Production & Scale/Data Engineering for AI
Advanced15 min

Data Quality for AI Systems

Data quality investment pays off at scale — but only if you know when to invest, what failure class you are fighting, and how to build gates that block bad documents rather than just logging them. This article gives you a decision framework, a failure taxonomy grounded in observable symptoms, ingestion contracts, layered deduplication (syntactic and semantic), LLM-as-judge scoring with real cost math, and CI/CD quality gates.

Quick Reference

  • Invest in quality pipelines only when you have retrieval failures in production traces — below 500 docs or with a single reliable source, ingestion contracts alone are sufficient
  • Five observable failure classes: stale content, near-duplicates, contradictions, incomplete docs, and format corruption — each has distinct symptoms and detection methods
  • Ingestion contracts: every document needs a stable_id, source_uri, content_hash, last_modified, and content_type before it enters the pipeline
  • Layer dedup: MinHash LSH (Jaccard threshold=0.85) for syntactic similarity, then embedding cosine similarity on candidates for semantic duplicates
  • Structural pre-filter is free and catches 60-80% of bad documents — run it before LLM-as-judge to control cost
  • LLM-as-judge evaluates factual consistency, completeness, and currency that heuristics cannot detect — with claude-haiku-4-5-20251001 at $1/MTok in and $5/MTok out, scoring a 500-token document costs ~$0.001
  • Freshness SLAs are domain-specific — calibrate by measuring how often your source data actually changes, not by guessing
  • Quality gates in CI should block ingestion, not just warn — a clear 'I don't know' from a coverage gap is better than a confidently wrong answer from bad data

When Data Quality Work Pays Off (and When It Doesn't)

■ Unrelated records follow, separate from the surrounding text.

PR #327, opened 2021-11-25
Correctly recover user

ineiti:
Currently when recovering a user, it tries to:
1. update the signer-darc of the user
2. insert the device in the list of the user

But as of #263, recoveries are only allowed to evolve the user-signer-darc,
but not to sign on its behalf. So the two steps need to be signed by
different signers:
1. can be signed by the user that does the recovery
2. must be signed by the new ephemeral key

### DIFF
--- a/webapp/src/app/admin/contacts/contacts.component.ts
+++ b/webapp/src/app/admin/contacts/contacts.component.ts
@@ -210,11 +210,11 @@ export class ContactsComponent implements OnInit {
                         this.user.credStructBS.credPublic.alias.getValue(),
                         now.getFullYear(), now.getMonth() + 1, now.getDate(), now.getHours(), now.getMinutes());
                     const ephemeralIdentity = SignerEd25519.random();
-                    let newDarc: Darc;
-                    await this.user.executeTransactions((tx) => {
-                        newDarc = tx.spawnDarcBasic(`recover:${name}`, [ephemeralIdentity]);
+                    const newDarc = await this.user.executeTransactions((tx) => {
+                        const d = tx.spawnDarcBasic(`recover:${name}`, [ephemeralIdentity]);
                         const idEph = newDarc.getBaseID();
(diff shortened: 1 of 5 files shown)


webapp/src/app/admin/contacts/contacts.component.ts
```diff
@@ -204,15 +204,23 @@ export class ContactsComponent implements OnInit {
...
                     }
 
-                    progress(70, "Creating new device for recovery");
+                    progress(50, "Creating new device for recovery");
                     const now = new Date();
                     const name = sprintf("recovered by %s at %d/%02d/%02d %02d:%02d",
                         this.user.credStructBS.credPublic.alias.getValue(),
                         now.getFullYear(), now.getMonth() + 1, now.getDate(), now.getHours(), now.getMinutes());
                     const ephemeralIdentity = SignerEd25519.random();
+                    let newDarc: Darc;
```
tharvik, line 213: Hum, it's weird for me to mutate variable outside a closure, as it might get run latter, or multiple times, one doesn't know from a quick look.

Just an idea, see how it fits: `this.user.executeTransactions` can be updated to be
```ts
async executeTransactions<T>(
    addTxs: (tx: SpawnerTransactionBuilder) => Promise<T> | T,
    wait = 0
): Promise<T>
```
which allows to have `const newDarc = await this.user.executeTransactions` with a closure returning the darc.

This way, you avoid the closure potentially modify `newDarc` unexpectedly.

tharvik (approved):

webapp/src/app/admin/contacts/contacts.component.ts
ineiti: I had the same thoughts, but does your proposition work? I thought I'd also have to change the `SpawnerTransactionBuilder`, so I didn't do it, rabbithole and everything.

ineiti: In fact it's enough - thanks, that's much cleaner.

tharvik (approved):

PR #332, opened 2021-12-20
Move to GitHub actions

tharvik:
Drop travis, use GA


.github/workflows/deploy.yml
```diff
@@ -0,0 +1,50 @@
+name: deploy
+
+on: [pull_request]
```
ineiti, line 3: Shouldn't this be on `main` only?

.github/workflows/deploy.yml
```diff
@@ -0,0 +1,50 @@
...
+
+env:
+    DEPLOY_USER: omniledger
+    DEPLOY_HOST: srv1.c4dt.org
+
+jobs:
+    deploy-website:
```
ineiti, line 10: Remind me how it is assured that this is only run if the tests pass?

.github/workflows/deploy.yml
```diff
@@ -0,0 +1,50 @@
...
+            - uses: actions/checkout@v2
+
+            - uses: actions/setup-node@v1
+              with:
+                  node-version: 12
+                  cache: npm
+
+            - run: npm install
+
+            - run: npm test
```
ineiti, line 42: I'm confused - shouldn't the test be run _before_ all else?

ineiti (changes requested):
Perhaps I misunderstood the workflow you wrote. But why didn't you add a `test` workflow that runs on every pull-request, and a `deploy` that runs only when merged on `main`?

tharvik:
> Perhaps I misunderstood the workflow you wrote. But why didn't you add a `test` workflow that runs on every pull-request, and a `deploy` that runs only when merged on `main`?

It wasn't ready for review. I had to try out the deploy stage so I "forced" triggered it, via a "TMP force deploy" commit.

.github/workflows/deploy.yml
tharvik: The `if: ${{ github.event.workflow_run.conclusion == 'success' }}` and the deps on another workflow ensure that.

.github/workflows/deploy.yml
tharvik: It's ran in the "lint and test" workflow

ineiti:
> It wasn't ready for review. I had to try out the deploy stage so I "forced" triggered it, via a "TMP force deploy" commit.

Ah, sorry. I saw the "review requested" in the github-status...

@cgrigis showed me the https://github.com/c4dt/byzcoin/blob/master/.github/workflows/update.yaml#L6

Then you can manually trigger the commit, too:

https://github.com/c4dt/byzcoin/actions/workflows/update.yaml

.github/workflows/lint-and-test.yml
```diff
@@ -0,0 +1,114 @@
...
+        name: build conode
+        runs-on: ubuntu-latest
+        defaults:
+            run:
+                working-directory: conode
+        steps:
+            - uses: actions/checkout@v2
+            - uses: actions/setup-go@v2
+
+            - run: make docker_start_detached docker_wait
```
ineiti, line 16: Why does this use two `-run:`? In the other actions there is a
```
run: |
  make...
  docker...
```

.github/workflows/lint-and-test.yml
```diff
@@ -0,0 +1,114 @@
...
+        steps:
+            - uses: actions/checkout@v2
+            - uses: actions/setup-node@v2
+
+            - uses: actions/checkout@v2
+              with:
+                  repository: dedis/cothority
+                  path: cothority
+            - run: make docker
+              working-directory: cothority
```
ineiti, line 34:
```suggestion
            - run: ( cd cothority && make docker )
```

Or is that too cryptic?

Again: why do you prefer to have multiple `-run:` here instead of a `-run: |`?

Same question for the other steps.

.github/workflows/lint-and-test.yml
```diff
@@ -0,0 +1,114 @@
...
+        runs-on: ubuntu-latest
+        needs: lint-webapp
+        defaults:
+            run:
+                working-directory: webapp
+        steps:
+            - uses: actions/checkout@v2
+            - uses: actions/setup-node@v2
+
+            - run: npm install
```
ineiti, line 64: Shouldn't we use `npm ci`? I think I had bad experiences with `npm i`, which does also update the libraries. And I'm not sure the `package.json` is correctly written to survive `npm i` also in the future...

webapp/cas/go.mod
```diff
@@ -13,3 +13,37 @@ require (
 	go.dedis.ch/onet/v3 v3.2.10
 	go.dedis.ch/protobuf v1.0.11
 )
+
+require (
```
ineiti, line 17: Lazy question: is this the new `go.mod` format with two `require` sections? One for the requirements, and one for the indirect ones?

ineiti (changes requested):
Some questions in the workflow files.

Also, my head parses github-workflow files poorly, so I cannot tell if the `on:...` are correct and will do what is expected from them. We'll see on the next PR :)

ineiti:
Oh, and you'll also need to remove the travis requirements in github, else it will always show `14 successful and 2 expected`.

.github/workflows/lint-and-test.yml
tharvik: If find it a bit more readable, especially when reading the resulting build log.

.github/workflows/lint-and-test.yml
tharvik: Ho, I though it was only a quick way to remove the node_modules and install the pkgs, but [the documentation] states that it is designed for CI and behave differently.

webapp/cas/go.mod
tharvik: Dunno, golang 1.17 forces me to add the indirect deps and generated this format. But moving indirect deps to direct doesn't makes `go mod tidy` reorder theses.

.github/workflows/lint-and-test.yml
tharvik: IMO, using `working-directory` makes the job more readable, by removing the `cd dynacred &&` for each step.

tharvik:
> Also, my head parses github-workflow files poorly, so I cannot tell if the `on:...` are correct and will do what is expected from them. We'll see on the next PR :)

Yeah, I'm never sure either, let's hope (and be ready for a hotfix!)

> you'll also need to remove the travis requirements in github

It seems that I can only remove travis from the whole organisation, not from a single repo. Keeping it for now to ensure that we don't break some other CI.

ineiti:
I meant here:

https://github.com/c4dt/omniledger/settings/branch_protection_rules/6643219

Remove the two travis checks, and add the 12 github-workflows.

ineiti (approved):

PR #333, opened 2021-12-22
github/deploy: build locally

### LINKED ISSUE #334: npm build --prod fails
When building the webapp with `npm build --prod`, the resulting scripts do nothing: when loading the `index.html` there is no output in the console.

Currently only `npm build` works. One could probably use `git bisect`, or do it manually, to find the commit that makes it fail.

I guess the following might be the culprit, as it updates to the latest cothority:

https://github.com/c4dt/omniledger/commit/1f694e281d410309eb78818efbf02b6b05d53853

tharvik:
* only deploy on main branch (and don't run tests)
* build webapp in CI
* avoid building for old browsers
* fix `ng build --prod`

Closes #334

### DIFF
--- a/.github/workflows/lint-and-test.yml
+++ b/.github/workflows/lint-and-test.yml
@@ -1,6 +1,6 @@
 name: lint and test
 
-on: [push, pull_request]
+on: pull_request
 
 jobs:
     build-conode:
--- a/.github/workflows/deploy.yml
+++ b/.github/workflows/deploy.yml
@@ -13,18 +13,45 @@ jobs:
         name: deploy website
         runs-on: ubuntu-latest
         if: ${{ github.event.workflow_run.conclusion == 'success' }}
+        defaults:
+            run:
+                working-directory: webapp
         steps:
             - uses: actions/checkout@v2
+
+            - uses: actions/setup-node@v2
+              with:
+                  node-version: 12
+                  cache: npm
+                  cache-dependency-path: webapp/package-lock.json
 
             - uses: kielabokkie/ssh-key-and-known-hosts-action@v1.2.0
               with:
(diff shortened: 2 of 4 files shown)


ineiti:
> Sadly, I was unable to push a working build, maybe you have an idea @ineiti ?

What is the problem exactly? What do you mean by "push a working build" - is this about the deployment to the server?

tharvik:
Yep, I tried inlining the `bin/update.sh` script, to ensure that it is correctly built before actually deploying it. But when forcing to deploy, the resulting website doesn't do anything: it loades the assets but doesn't seems continue with application launch.

ineiti:
OK - that is the problem I have with `npm build --prod` :( This is why I only do a `npm build` now, until I can figure out why the `--prod` fails. I'm not really sure which change broke this. It might be the wrong node-version or a library that has been updated in the meantime. Probably a `git bisect` on the `omniledger` repo could show when it fails.

A possible failing commit is at #334

tharvik:
I found a fix, disabling "buildOptimizer" in angular.json correctly deployes it. It is currently deploy on https://login.c4dt.org and https://demo.c4dt.org/omniledger

.github/workflows/lint-and-test.yml
```diff
@@ -1,6 +1,6 @@
 name: lint and test
 
-on: [push, pull_request]
+on: [pull_request]
```
ineiti, line 3:
```suggestion
on: pull_request
```

ineiti (dismissed):
Great catch for the buildOptimizer!

ineiti:
I added a `Closes #334` to the description.

ineiti (approved):

PR #340, opened 2022-02-17
Darc identity tsm

ineiti:
Makes the `Calypso` and `TransactionBuilder` a bit more fine-grained so that the TSM signatures can also be used. The main difference with the other signatures is that TSM signatures are asynchronous.

Also includes some fixes to make it possible to use `npm link @deds/cothority` and `npm link @dedis/kyber` without hell breaking loose.


pm-duokey:
Addition of a threshold security module signer from [Sepior](https://sepior.com/).

PR #347, opened 2022-03-04
Updating addresses of c4dt-conode servers

ineiti:


tharvik:
After discussion, find a ground truth for roster configs between ansible and here.

PR #350, opened 2022-03-18
Correctly launch two commands with ssh

ineiti:
@tharvik 's always right...


tharvik (approved):
> @tharvik 's always right...

And I'm always lying :smiling_imp:

ineiti:
> And I'm always lying 😈

https://www.smbc-comics.com/comic/on-the-island

PR #368, opened 2022-11-07
cas/matrix: handle double SSO

tharvik:
Now that we have two SSO, we need to actively select CAS.


ineiti (approved):
Not relevant anymore here, but I think generally `go.sum` should be as a binary, then it doesn't appear in PRs...

tharvik:
> I think generally `go.sum` should be as a binary, then it doesn't appear in PRs...

but it's not a binary, it is text (:

I'm using the `-diff` attribute to disallow even showing a diff, but yeah, quite the same thing

PR #383, opened 2023-09-21
Archiving Omniledger

ineiti:
As users will use the signup link to connect, make it so it doesn't break.


PascalinDe:
sign-up works locally with the Byzcoin setup so LGTM

PascalinDe (approved):

PR #931, opened 2016-05-16
Great AO Idea! but need small fix :)

ghost:
swap stand on / off commands
collar sends commands  "STAND OFF"  when start animation, and "STAND ON"  when stop animation


GarvinTwine:
thanks for the catch! :)

PR #933, opened 2016-05-17
Owners and wearer can (un)lock the AO, unlock of course wearer only if

GarvinTwine:
not an Owner locked it. (Menu cannot be used but to unlock or open the collar menu (for wearer) while locked). Collar on/off command fail silent (unable to sent notify as the collar does not include an ID for these commands)
Removed the auto-unlock for collars safeword, not sure if this makes
sense or not here.

### DIFF
--- a/src/ao/oc_ao.lsl
+++ b/src/ao/oc_ao.lsl
@@ -19,7 +19,7 @@
 //                                          '  `+.;  ;  '      :            //
 //                                          :  '  |    ;       ;-.          //
 //                                          ; '   : :`-:     _.`* ;         //
-//     OpenCollar AO - 160517.2          .*' /  .*' ; .*`- +'  `*'          //
+//     OpenCollar AO - 160518.6          .*' /  .*' ; .*`- +'  `*'          //
 //                                       `*-*   `*-*  `*-*'                 //
 // ------------------------------------------------------------------------ //
 //  Copyright (c) 2008 - 2016 Nandana Singh, Jessenia Mocha, Alexei Maven,  //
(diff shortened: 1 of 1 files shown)


WendyStarfall:
Hi, thank you and I think this was needed very much.

With this the safeword becomes "redundant" to some extent because wearers are now unable to lock themselves out and I see why you feel it could actually be removed altogether. (Of course, they would be able to access the AO via AO Menu in their collar's animation menu but it was still an obstacle.)

The safeword is required because of what happens once you `lock` the AO. It's really a full lockout and that's, not desirable, in arguably most scenarios. The `Sit Anywhere` feature is gone then and the AO can no longer be turned off by the wearer if they were sat on single- or multi-pose furniture.

I'd love to see an AO that is useful. Allowing Owners to access this AO and also load sets etc. is kind of cute and somehow intimate (in a really nerdy way) but "lock out" is, to the best of my judgement of our user base, exceeding what the vast majority really expects and that's: locked = non detachable.

Or a bit more provocative: We cater heavy equipment to a vanilla audience. They will cheer if they get a solid AO, made of only a single script, which they can RLV lock on their HUD to survive outfit changes.

GarvinTwine:
OK, so lets make this a user friendly AO.  #933
The lock feature is a detach-lock now. No more locking out of the AO, it is merely useful to lock it and dont lose it during outfit changes. 
Also changing here that everyone who gets access to the AO can toggle the detach-lock without any ranking included and the AO stay full functional, usable and adjustable while locked.

PR #940, opened 2016-06-21
Update oc_badwords.lsl

ghost:
bug: badwords disappear form Apps menu after collar update

### DIFF
--- a/src/spares/oc_badwords.lsl
+++ b/src/spares/oc_badwords.lsl
@@ -21,7 +21,7 @@
 //                    |     .'    ~~~~       \    / :                       //
 //                     \.. /               `. `--' .'                       //
 //                        |                  ~----~                         //
-//                          Badwords - 160207.1                             //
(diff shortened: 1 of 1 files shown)


GarvinTwine:
I dont see how these changes would change the behaviour to be as button in the Apps menu.

src/spares/oc_badwords.lsl
```diff
@@ -183,7 +183,7 @@ ParseAnimList(string sStr) {
             g_lAnims = llDeleteSubList(g_lAnims,i,i);
             if (sTest == "~shock") g_iDefaultAnim = TRUE;
         }
-    } while (i);
```
ghost, line 186: this causes an infinite loop when the animation list is empty. change to (i>0)

it is possible if the request for the list of animations occurs earlier than the animation script is ready to go.
so I moved the request animations list at the end of the load settings

other changes are "cosmetic"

NoYesNoYesDo you have retrieval failuresin production traces?Defer quality pipelinesfix retrieval & prompts first> 500 docs frommultiple sources?Contracts onlyfreshness SLAs + gap detectionFull pipelinecontracts → dedup → score → gates

fix retrieval before investing in ingestion-side quality work

Data quality pipelines are not free — they add latency to ingestion, consume compute, and require maintenance as your source schemas evolve. Before you build them, you need a production signal that justifies the investment. The clearest signal: retrieval failures showing up in traces. If your agent retrieves stale content, returns redundant chunks, or consistently says 'I don't have enough information', the root cause is almost always in the data — but before you build quality infrastructure, confirm it is not a retrieval or prompt problem first.

Don't quality-engineer a prototype

Teams often build MinHash deduplication pipelines and freshness trackers before their knowledge base has 200 documents. The ROI is negative. At small scale, manually curating documents is faster and more effective than automated pipelines. Start with ingestion contracts (catch missing metadata), then add quality gates only when you see retrieval failures at scale.

Trigger SignalRecommended ActionWhen to Add the Next Layer
Agents say 'I don't have enough information' on known topicsCoverage gap analysis from query logsWhen gap reports stop driving content creation
Same question gets different answers on different sessionsContradiction detection via LLM-as-judgeWhen contradictions persist after manual dedup pass
Retriever returns obviously outdated facts with high scoreFreshness SLAs + auto-deprecationWhen stale docs represent > 10% of retrieved context
Corpus > 1K docs from multiple authors or systemsMinHash deduplication before chunkingWhen semantic duplicates appear after syntactic dedup
Ingestion from PDFs, wikis, or scraped sourcesStructural pre-filter at ingestion gateWhen pre-filter false-positive rate drops below 5%
Real project

A platform team spent three weeks building a MinHash deduplication pipeline for a 150-document internal knowledge base. In the same sprint, they could have manually reviewed and cleaned all 150 documents twice. The pipeline was correct — it just was not the right investment at that scale. They eventually used it when the corpus grew to 8,000 documents from four different Confluence spaces. The lesson: build quality infrastructure in response to production failure signals, not in anticipation of them.